Enfin, l’espoir est le sentiment qui se dégage le plus de cette banderole. Le foot de demain à Grenoble, on peut mais surtout on doit le rêver. En respectant cet ADN. Alors comme ça, entre nous, on se met à imaginer un attaquant argentin, pas un premier de la classe évidemment mais un vieux briscard qui aurait de beaux restes, un genre de Juan Martin Palermo, ou Sosa « El Pampa » de la Serie C à la Serie A avec Naples. Ou un coup à la German Denis « El Tanque » qui avait signé en Calabre, à la Reggina en Serie C. Ou encore un renard italien qui connaît le métier, Pazzini, Quagliarella… Carlos Bacca en fin de
carrière ? Un nouveau challenge pour Aulas qui voudrait tenter sa version de “Berlusconi-Monza”?

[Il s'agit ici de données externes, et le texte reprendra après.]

PR #89284, opened 2021-09-26
Make `Impl.trait_` a `Path`, not a `Type`

camelid:
Split out from #88379.

It should only ever be a `ResolvedPath`, so this (a) enforces that, and
(b) reduces the size of `Impl`.

I had to update a test because the order of the rendered auto trait impl
bounds changed. I think the order changed because rustdoc sorts auto
trait bounds using their `Debug` output.

r? @jyn514

### DIFF
--- a/src/librustdoc/json/conversions.rs
+++ b/src/librustdoc/json/conversions.rs
@@ -507,6 +507,11 @@ impl FromWithTcx<clean::Impl> for Impl {
             blanket_impl,
             span: _span,
         } = impl_;
+        // FIXME: should `trait_` be a Path in JSON?
+        let trait_ = trait_.map(|path| {
+            let did = path.res.def_id();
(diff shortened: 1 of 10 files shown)


src/librustdoc/json/conversions.rs
```diff
@@ -507,14 +507,19 @@ impl FromWithTcx<clean::Impl> for Impl {
             blanket_impl,
             span: _span,
         } = impl_;
+        // FIXME: should `trait_` be a Path in JSON?
+        let trait_ = trait_.map(|path| {
+            let did = path.res.def_id();
+            clean::ResolvedPath { path, did }.into_tcx(tcx)
+        });
```
camelid, line 514: I did this to avoid bumping the format-version, but it would be better to cleanup the JSON type too. Should I do that and bump the format-version?

camelid:
Closing in favor of #88379.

Avec tout ça une montée en Ligue 1, quelques fonds et le coup de l’été avec la nomination d’un jeune coach argentin, Almeyda, Aimar, Crespo, Gallardo, Heinze ? Et un cadeau de Noël avec Higuain pour 6 mois, présenté au stade des Alpes en TN bleu ciel, jeans 501 et doudoune à fourrure Rivaldi, qui lancerait ses premiers mots en français, que dis-je en français, en grenoblois: “Grenoble c’est trop tchukar, Grenoble c’est l’Argentine”.